» WHAT THE EXERCISE ASKS
Across the data below, how many lines hold "deal"? Answer with that number and nothing else.

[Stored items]
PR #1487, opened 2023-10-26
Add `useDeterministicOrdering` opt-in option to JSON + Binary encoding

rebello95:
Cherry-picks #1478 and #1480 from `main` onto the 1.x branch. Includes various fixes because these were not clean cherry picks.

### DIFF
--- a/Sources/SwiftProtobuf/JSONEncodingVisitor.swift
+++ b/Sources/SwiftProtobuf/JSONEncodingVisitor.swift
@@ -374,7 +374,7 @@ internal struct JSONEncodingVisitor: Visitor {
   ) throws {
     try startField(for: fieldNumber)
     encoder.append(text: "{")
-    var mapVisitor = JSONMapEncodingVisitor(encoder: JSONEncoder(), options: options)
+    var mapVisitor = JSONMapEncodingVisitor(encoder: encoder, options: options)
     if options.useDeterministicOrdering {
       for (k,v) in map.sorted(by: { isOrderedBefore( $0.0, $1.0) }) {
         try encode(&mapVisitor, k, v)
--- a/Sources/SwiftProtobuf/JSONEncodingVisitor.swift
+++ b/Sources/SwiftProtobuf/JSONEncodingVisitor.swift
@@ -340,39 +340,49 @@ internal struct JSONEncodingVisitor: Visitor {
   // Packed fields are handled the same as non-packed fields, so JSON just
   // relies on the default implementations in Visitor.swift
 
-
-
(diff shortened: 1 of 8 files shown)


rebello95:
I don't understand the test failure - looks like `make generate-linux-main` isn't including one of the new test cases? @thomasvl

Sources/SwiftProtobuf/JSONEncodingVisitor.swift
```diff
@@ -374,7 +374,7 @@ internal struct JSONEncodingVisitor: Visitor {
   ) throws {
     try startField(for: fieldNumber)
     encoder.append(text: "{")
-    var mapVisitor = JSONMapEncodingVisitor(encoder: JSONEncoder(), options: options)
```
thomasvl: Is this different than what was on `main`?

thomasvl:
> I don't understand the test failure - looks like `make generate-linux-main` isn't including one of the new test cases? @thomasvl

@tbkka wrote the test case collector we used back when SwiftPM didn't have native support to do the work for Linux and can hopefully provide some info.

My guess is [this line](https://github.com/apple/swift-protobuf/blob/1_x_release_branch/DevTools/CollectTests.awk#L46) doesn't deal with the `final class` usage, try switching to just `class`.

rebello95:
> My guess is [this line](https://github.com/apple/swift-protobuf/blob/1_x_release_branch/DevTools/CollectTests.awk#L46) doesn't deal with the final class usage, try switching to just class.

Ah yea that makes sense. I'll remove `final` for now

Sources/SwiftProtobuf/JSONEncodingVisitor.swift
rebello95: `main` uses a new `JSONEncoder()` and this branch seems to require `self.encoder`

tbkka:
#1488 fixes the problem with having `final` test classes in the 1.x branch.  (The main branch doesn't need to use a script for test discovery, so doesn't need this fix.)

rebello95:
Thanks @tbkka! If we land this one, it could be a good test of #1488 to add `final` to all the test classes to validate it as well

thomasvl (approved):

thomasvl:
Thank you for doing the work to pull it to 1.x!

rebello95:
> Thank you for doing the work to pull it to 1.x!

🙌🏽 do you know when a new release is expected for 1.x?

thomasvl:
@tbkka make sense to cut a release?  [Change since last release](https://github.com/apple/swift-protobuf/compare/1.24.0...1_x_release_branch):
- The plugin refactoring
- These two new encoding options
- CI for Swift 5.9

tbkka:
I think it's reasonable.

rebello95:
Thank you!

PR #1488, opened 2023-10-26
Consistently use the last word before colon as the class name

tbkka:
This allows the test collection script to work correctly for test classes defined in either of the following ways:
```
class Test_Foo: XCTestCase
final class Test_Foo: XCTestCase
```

» ANSWER AREA
2